I can't run kubectl commands. Also, I changed the endpoint access setting from public to private on my Amazon Elastic Kubernetes Service (Amazon EKS) cluster. Now, my cluster is stuck in the Failed state.
Resolution
Note: To set up access to the Kubernetes API server endpoint, see Modifying cluster endpoint access.
Troubleshoot kubectl command errors on a new or existing cluster
Confirm that your kubeconfig file connects to your cluster
Complete the following steps:
-
Confirm that you used the correct kubeconfig file to connect with your cluster. For more information, see Organizing cluster access using kubeconfig files on the Kubernetes website.
-
Run the following command to list the cluster contexts in your kubeconfig file:
kubectl config view -o jsonpath='{"Cluster name\tServer\n"}{range .clusters[*]}{.name}{"\t"}{.cluster.server}{"\n"}{end}'
Example output:
Cluster name Server "example-cluster-name" https://"example-cluster-endpoint".eks.amazonaws.com
-
Verify that the cluster names and endpoints in your kubeconfig file are correct. If a cluster’s name or endpoint is incorrect, then run the following command to update your cluster’s context in the kubeconfig file:
aws eks update-kubeconfig --name example-cluster-name --region example-region
Note: Replace example-cluster-name with the name of the cluster that you're updating and example-region with your AWS Region.
-
On your device, run the following telnet command on port 443 to check the API server endpoint connectivity:
telnet example-server-endpoint 443
Note: Replace example-server-endpoint with your API server endpoint.

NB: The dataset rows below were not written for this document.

PR #3064, opened 2020-07-31
added ability to suppress the error form unshelve command during getSource

RuslanRasulovAkv:
This PR is related to "User Story 1379784". More information you can find here: 
https://developercommunity.visualstudio.com/content/problem/368471/tfvc-tf-returns-error-code-100-when-getting-source.html


src/Agent.Plugins/TeeCliManager.cs
```diff
@@ -231,10 +231,10 @@ public async Task UndoAsync(string localPath)
             await RunCommandAsync(FormatFlags.OmitCollectionUrl, "undo", "-recursive", localPath);
         }
 
-        public async Task UnshelveAsync(string shelveset)
+        public async Task UnshelveAsync(string shelveset, bool failOnNonZeroExitCode = false)
```
damccorm, line 234: Why is this one false by default but the other one above is true by default? I'd expect both to be true to avoid unintended behavior change

PR #3065, opened 2020-07-31
Extract a new zip every time for Tasks

jeschu1:
- This operation is done when signature verification is on or AlwaysExtractTask flag is set


src/Agent.Worker/TaskManager.cs
```diff
@@ -155,26 +155,22 @@ private async Task DownloadAsync(IExecutionContext executionContext, Pipelines.T
             var configurationStore = HostContext.GetService<IConfigurationStore>();
             AgentSettings settings = configurationStore.GetSettings();
             Boolean signingEnabled = (settings.SignatureVerification != null && settings.SignatureVerification.Mode != SignatureVerificationMode.None);
+            Boolean alwaysExtractTask = signingEnabled || settings.AlwaysExtractTask;
 
-            if (File.Exists(destDirectory + ".completed") && !signingEnabled)
+            if (File.Exists(destDirectory + ".completed") && !alwaysExtractTask)
```
stephenmichaelf, line 160: Do we set this to true automatically when signing is enabled?

jeschu1: Yes, check out line 158.

src/Test/L0/Worker/TaskManagerL0.cs
```diff
@@ -356,130 +356,37 @@ public async void DownloadsTasks()
...
-                                It.IsAny<CancellationToken>()))
-                            .Returns(Task.FromResult<Stream>(stream));
-
-                        //Act
-                        //first invocation will download and unzip the task from mocked IJobServer
-                        await _taskManager.DownloadAsync(_ec.Object, tasks);
-                        //second and third invocations should find the task in the cache and do nothing
-                        await _taskManager.DownloadAsync(_ec.Object, tasks);
-                        await _taskManager.DownloadAsync(_ec.Object, tasks);
+            PreservesTaskZipTask(true, false);
```
stephenmichaelf, line 361: Nit: Can we add the named parameters? Hard to tell otherwise.

src/Test/L0/Worker/TaskManagerL0.cs
```diff
@@ -356,130 +356,37 @@ public async void DownloadsTasks()
...
-            finally
-            {
-                Teardown();
-            }
+        [Fact]
+        [Trait("Level", "L0")]
+        [Trait("Category", "Worker")]
+        public void PreservesTaskZipTaskWhenAlwaysExtractTask()
+        {
+            PreservesTaskZipTask(true, false);
```
stephenmichaelf, line 369: This and the test above are the same thing. We need them to set the Agent config differently, right?

src/Test/L0/Worker/TaskManagerL0.cs
```diff
@@ -356,130 +356,37 @@ public async void DownloadsTasks()
...
-            finally
-            {
-                Teardown();
-            }
+        [Fact]
+        [Trait("Level", "L0")]
+        [Trait("Category", "Worker")]
+        public void ExtractsAnAlreadyDownloadedZipToTheCorrectLocationWhenExtractTask()
+        {
+            ExtractsAnAlreadyDownloadedZipToTheCorrectLocation(true, false);
```
stephenmichaelf, line 386: Same comment as above, we have to two tests with the same call?

src/Test/L0/Worker/TaskManagerL0.cs
stephenmichaelf: I am guessing this should be switched to `false, true`. This would be helped by adding the named parameters.

src/Test/L0/Worker/TaskManagerL0.cs
stephenmichaelf: I am guessing this should be switched to `false, true`. This would be helped by adding the named parameters.

jeschu1: The true false's are different.  I like them in 2 separate tests cause if 1 fails is super obvious why.  Check out the names.  It's just a line in the test so not expensive to do.

src/Test/L0/Worker/TaskManagerL0.cs
jeschu1: The true false's are different. I like them in 2 separate tests cause if 1 fails is super obvious why. Check out the names. It's just a line in the test so not expensive to do.

jeschu1: hahaha yes i'll make sure that's correct @stephenmichaelf !

src/Test/L0/Worker/TaskManagerL0.cs
```diff
@@ -843,6 +756,138 @@ private void Teardown()
...
+
+                        // task.json should exist since we need it for JobExtension.InitializeJob
+                        Assert.True(File.Exists(Path.Combine(destDirectory, Constants.Path.TaskJsonFile)));
+
+                        // Write a test file
+                        string testFile = Path.Combine(destDirectory, "test.txt");
+                        using (File.Create(testFile)) { } 
+                        Assert.True(File.Exists(testFile));
+
+                        //second and third invocations should find the task in the cache and do nothing
```
stephenmichaelf, line 822: This comment is no longer accurate since we may download the task again?

src/Test/L0/Worker/TaskManagerL0.cs
```diff
@@ -843,6 +756,138 @@ private void Teardown()
...
+                        // Test file should no longer exist due to a fresh unzip
+                        Assert.False(File.Exists(testFile));
+
+                        await _taskManager.DownloadAsync(_ec.Object, tasks);
+
+                        // the zip for the task should exist on disk
+                        Assert.True(File.Exists(zipDestDirectory));
+                        //assert download has happened only once, because disabled, duplicate and cached tasks are not downloaded
+                        _taskServer
+                            .Verify(x => x.GetTaskContentZipAsync(It.IsAny<Guid>(), It.IsAny<TaskVersion>(), It.IsAny<CancellationToken>()), Times.Once());
```
stephenmichaelf, line 834: Is this correct? Or should it have happened 3 times?

src/Test/L0/Worker/TaskManagerL0.cs
jeschu1: Good catch!

src/Test/L0/Worker/TaskManagerL0.cs
stephenmichaelf: Nevermind. It will find the downloaded zip on disk and extract that. :)

src/Test/L0/Worker/TaskManagerL0.cs
stephenmichaelf: Ah ok it's fixed now! I may not have been looking at latest.

jeschu1: Just pushed up the changes!  It was a race condition :-)

PR #3067, opened 2020-08-04
Retry Pipeline Artifact Uploads to prevent failing builds on transient errors

b-barthel:
We have reports of transient failures during the upload operation, but since artifacts are tied to the build, retrying fails witha  duplicate artifact error.  This changes the upload call itself to automatically retry on a failure, avoiding the issue of retrying it a higher level..


fadnavistanmay:
@damccorm @mjroghelia - could you please merge this PR. Thanks.

PR #3068, opened 2020-08-06
Localize "exiting..." string

damccorm:


damccorm:
Test failures are due to dotnet install script, should be fixed by #3069

PR #3077, opened 2020-08-13
Handle Workspace ID errors and update feature flag name

mjroghelia:
Any failure to compute a workspace ID due to missing inputs from the job message (as we have seen in artifact deletion jobs and maintenance jobs) will result in fallback to workspaceID-less behavior which is fine.

The name of the variable controlling the feature has been changed so it can be enabled on only the new agent, without exercising the broken behavior on previous releases.

### DIFF
--- a/src/Agent.Worker/ExecutionContext.cs
+++ b/src/Agent.Worker/ExecutionContext.cs
@@ -478,7 +478,7 @@ namespace Microsoft.VisualStudio.Services.Agent.Worker
                     // This allows similar jobs in the same definition to reuse that workspace and other jobs to have their own.
                     JobSettings[WellKnownJobSettings.WorkspaceIdentifier] = GetWorkspaceIdentifier(message);
                 }
-                catch (ArgumentException ex)
+                catch (Exception ex)
                 {
                     Trace.Warning($"Unable to generate workspace ID: {ex.Message}");
                 }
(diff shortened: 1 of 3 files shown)


alex-peck:
Probably out of scope for this PR, but did we make any progress on figuring out why this path got the agent into a stuck state?

src/Agent.Worker/ExecutionContext.cs
```diff
@@ -470,11 +470,18 @@ public void InitializeJob(Pipelines.AgentJobRequestMessage message, Cancellation
...
-                // We need an identifier that represents which repos make up the workspace.
-                // This allows similar jobs in the same definition to reuse that workspace and other jobs to have their own.
-                JobSettings[WellKnownJobSettings.WorkspaceIdentifier] = GetWorkspaceIdentifier(message);
+                try
+                {
+                    // We need an identifier that represents which repos make up the workspace.
+                    // This allows similar jobs in the same definition to reuse that workspace and other jobs to have their own.
+                    JobSettings[WellKnownJobSettings.WorkspaceIdentifier] = GetWorkspaceIdentifier(message);
+                }
+                catch (ArgumentException ex)
```
alex-peck, line 481: Do we only want to catch ArgumentException?

mjroghelia: Good point. Updated to Exception.

mjroghelia:
@alex-peck I'm still picking apart why this broke the listener so badly. In my repro, the worker process terminates but the Listener's ProcessInvoker doesn't receive the process exit event and continues waiting on the process to exit indefinitely.

PR #3080, opened 2020-08-13
Throw an actionable error message for pipeline not found instead of object null reference

fadnavistanmay:
Throw an actionable error message for pipeline not found instead of object null reference

### DIFF
--- a/src/Agent.Plugins/PipelineArtifact/PipelineArtifactPluginV2.cs
+++ b/src/Agent.Plugins/PipelineArtifact/PipelineArtifactPluginV2.cs
@@ -284,15 +284,16 @@ namespace Agent.Plugins.PipelineArtifact
             BuildHttpClient buildHttpClient = connection.GetClient<BuildHttpClient>();
 
             var isDefinitionNum = Int32.TryParse(pipelineDefinition, out int definition);
-            if(!isDefinitionNum) 
+            if (!isDefinitionNum)
             {
-                try
-                {
-                    definition = (await buildHttpClient.GetDefinitionsAsync(new System.Guid(project), pipelineDefinition, cancellationToken: cancellationToken)).First().Id;
-                }
-                catch (Exception ex)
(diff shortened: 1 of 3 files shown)


src/Agent.Plugins/PipelineArtifact/PipelineArtifactPluginV2.cs
```diff
@@ -286,7 +286,14 @@ private async Task<int> GetPipelineIdAsync(AgentTaskPluginExecutionContext conte
             var isDefinitionNum = Int32.TryParse(pipelineDefinition, out int definition);
             if(!isDefinitionNum) 
             {
-                definition = (await buildHttpClient.GetDefinitionsAsync(new System.Guid(project), pipelineDefinition, cancellationToken: cancellationToken)).FirstOrDefault().Id;
+                try
+                {
+                    definition = (await buildHttpClient.GetDefinitionsAsync(new System.Guid(project), pipelineDefinition, cancellationToken: cancellationToken)).FirstOrDefault().Id;
```
kunalkaroth, line 291: .FirstOrDefault() can cause a nullref too. You may want to test that first and then if its null throw something nicer.

kunalkaroth: or just use .First() if that's what you want

fadnavistanmay: Acutally, yes. We just need first() here. Not sure why FirstOrDefault() was used in the original code.

mjroghelia: Do you really want to interpret *all* exceptions (timeouts, server side 500s, auth problems, etc) as "pipeline does not exist" though? If you are expecting to get a definition and want to raise when it isn't found specifically, using FirstOrDefault() and checking for null rather than just accessing .Id as it did originally would be better.

PR #3083, opened 2020-08-17
Force Git to HTTP/1.1 as part of checkout

damccorm:
Git is able to operate under HTTP/1.1 or HTTP/2 and until somewhat recently (the start of this year), it defaulted to HTTP/1.1. When it upgraded to HTTP/2 it broke large file uploads with Git LFS to Azure DevOps. This is due to a constrain in IIS that doesn't allow for the type of large file transfer we need.

That restriction exists both on Azure DevOps and AFD, so we need to force Git to use HTTP/1.1 or else it will get rejected by AFD with a 413 or 503 error.

Example failing build with old agent - https://dev.azure.com/damccorm-repros/lfs-afd/_build/results?buildId=897&view=results
Example succeeding build with new agent - https://dev.azure.com/damccorm-repros/lfs-afd/_build?definitionId=92&_a=summary


damccorm:
Failing tests caused by dotnet-install script, update pr here - https://github.com/microsoft/azure-pipelines-agent/pull/3084

src/Agent.Plugins/GitSourceProvider.cs
```diff
@@ -670,6 +670,15 @@ public string GenerateAuthHeader(AgentTaskPluginExecutionContext executionContex
 
             List<string> additionalFetchArgs = new List<string>();
             List<string> additionalLfsFetchArgs = new List<string>();
+
+            // Force Git to HTTP/1.1. Otherwise IIS will reject large pushes to Azure Repos due to the large content-length header
+            // This is caused by these header limits - https://docs.microsoft.com/en-us/iis/configuration/system.webserver/security/requestfiltering/requestlimits/headerlimits/
+            int exitCode_configHttp = await gitCommandManager.GitConfig(executionContext, targetPath, "http.version", "HTTP/1.1");
+            if (exitCode_configHttp != 0)
+            {
+                throw new InvalidOperationException($"Git config failed with exit code: {exitCode_configHttp}");
```
jeschu1, line 679: Do we definitely want to fail due to this or just set a warning?

damccorm: Probably just a warning is fine, I've updated to do that. This should really never happen anyways though (it would probably mean something is pretty wrong with your git config).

In the following example output, port 433 can connect with server endpoint D8DC9092A7985668FF67C3D1C789A9F5.gr7.us-east-2.eks.amazonaws.com:
$ echo exit | telnet D8DC9092A7985668FF67C3D1C789A9F5.gr7.us-east-2.eks.amazonaws.com 443
Trying 18.224.160.210...
Connected to D8DC9092A7985668FF67C3D1C789A9F5.gr7.us-east-2.eks.amazonaws.com.
Escape character is '^]'.
Connection closed by foreign host.
If your device can't connect to the API server endpoint through port 433, then complete the resolution steps in the following sections.
Check the DNS resolver
Run the following command from the same device where the kubectl commands failed:
nslookup example-server-endpoint
Note: Replace example-server-endpoint with your API server endpoint.
Check whether you restricted public access to the API server endpoint
Take one of the following actions based on your requirements:
- If you restricted public API server endpoint access with CIDR blocks, then verify that your client machine's IP address falls within the allowed CIDR ranges.
- If you require access from outside your Amazon Virtual Private Cloud (Amazon VPC), then use a public endpoint with CIDR restrictions.
Make sure that your API server endpoint's access combination meets your access requirements.
Note: It's a best practice to set your API server endpoint to private and configure AWS VPN for external access. For more information, see Accessing a private only API server.
Troubleshoot kubectl command errors on a cluster after the endpoint access changes from public to private
Take the following actions:
- Confirm that you use a bastion host or connected networks to access the Amazon EKS API endpoint. Connected networks include peered VPCs, AWS Direct Connect, and VPNs.
Note: In private access mode, you can access the Amazon EKS API endpoint only from inside the cluster's VPC or connected networks.
- Check whether security groups or network access control lists (network ACLs) block requests to the Kubernetes API server.
Note: If you use a peered VPC, then confirm that the control plane security groups allow access from the peered VPC on port 443.
Troubleshoot a cluster that's stuck in the Failed state when you can't change the endpoint access setting from public to private
If there's a permissions issue with AWS Identity and Access Management (IAM), then your cluster enters the Failed state.
Confirm that the IAM role that you use is authorized to perform the AssociateVPCWithHostedZone action.
If the action isn't blocked, then check whether the your AWS account has AWS Organizations service control policies (SCPs) that block the API calls. Verify that no implicit or explicit denies block your IAM user's permissions at the organizational or account level. Deny statements block permissions even when the account administrator attaches the AdministratorAccess IAM policy with */* permissions to the user. AWS Organizations SCPs override the permissions for IAM entities.